If you managed to prepare the economy for accession to the WTO?
– From 1 December 2015 Kazakhstan officially became the 162nd member of the WTO. However, we, in fact, already living in conditions of WTO. So as the Russian Federation, as our partner EEAS, in 2012 joined the WTO. For the past ten years in our country was carried out large-scale work to bring national legislation in line with international requirements and standards. So, by the time of Kazakhstan’s accession to the WTO has been amended more than 50 legislative acts, 10 of the agreements adopted in the framework of the Customs Union, concerning the sphere of foreign trade.
Thus, Kazakhstan de facto operates for several years in the context of the WTO and complies with all its requirements and obligations. However, now in addition to the responsibilities we have rights as a member of the organization. It should be noted that for the most sensitive of the domestic manufacturer issues Kazakhstan has kept transition periods.
For example, in providing preferential treatment under the SEZ and Free warehouses, the local content requirements in investment contracts, to subsidize agriculture transitional periods until 2017 and 2018. This will allow our economy to more seamlessly transition to the competitive environment, existing within the WTO, without breaking, the, rules of this organization.
– What would You name the main results of socio-economic development of the Republic in the past year and the main challenges?

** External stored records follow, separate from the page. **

PR #3010, opened 2026-07-09
Add padding between switch and its label

m-akinc:
# Pull Request

## 🤨 Rationale

The `nimble-switch` design dictates that there should be a two-pixel gap/padding between the label and control:
image

Needed for AzDO bug: https://dev.azure.com/ni/DevCentral/_workitems/edit/3957974

## 👩‍💻 Implementation

There is not an existing 2-pixel padding/spacing token, and I'm not sure we need one. I just added a hard-coded 2px bottom padding to the label element.

## 🧪 Testing

Verified in Storybook.

### DIFF
--- a/packages/nimble-components/src/switch/styles.ts
+++ b/packages/nimble-components/src/switch/styles.ts
@@ -62,7 +62,7 @@ export const styles = css`
         display: flex;
         align-items: center;
         ${'' /*
-            Reserve space around the control to fill a 32px height until we have a switch 32 design.
+            Reserve space around the 24px control to fill a 32px height until we have a switch 32 design.
             See: https://github.com/ni/nimble/issues/3013
         */}
         padding-top: 2px;
--- a/packages/nimble-components/src/switch/styles.ts
+++ b/packages/nimble-components/src/switch/styles.ts
@@ -51,6 +51,7 @@ export const styles = css`
     .label {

– As I mentioned earlier, the economy of Kazakhstan with the beginning of the year is developing in difficult conditions. We are witnessing a significant decline in world prices for oil and metals, the slowdown of economies of major trading partners, primarily Russia and China, slow and unsustainable development of the European economy. New geopolitical risks associated with the migration crisis in Europe and the unstable situation in the middle East. This applies to calls.
Now about the positive. As we can see, positive results brought by the implementation of the program of infrastructure development “Nurly Zhol” and the Plan of operational measures of the government for 2015-2016. This year Kazakhstan has significantly improved its position in the world Bank’s Doing Business report, occupying the 41st position among 189 economies in the world. Kazakhstan noted the state having the most number of reforms – 19 reforms in seven of the ten directions.
In the WEF competitiveness ranking Kazakhstan went up from 50 to 42. In this case, the greatest progress has been in areas such as antitrust and competition, administrative regulations and reducing trade barriers. This year passed laws aimed at the abolition of routine checks, the restriction of state participation in entrepreneurial activities on the principles of Yellow Pages Rules, development of self-regulation. In General, operational measures have been taken to prevent this year a significant reduction in the growth rate of the economy, stimulate business activity, primarily in the sphere of small and medium-sized businesses.
I would like to emphasize that Kazakhstan today is moving to implement the President Nursultan Nazarbayev five main institutional reforms: the formation of modern, professional and Autonomous bureaucracy; the rule of law, guarantee property rights, create conditions for entrepreneurship; industrialization and economic growth based on diversification; strengthening of national values and patriotism to form a single nation of the future; transparent and accountable government.
100 defined specific steps for the implementation of those reforms. To implement these steps, the President of Kazakhstan has signed the legislative package developed – all 59 laws. For these reforms, we start from next year. These new technologies will determine the future of our country.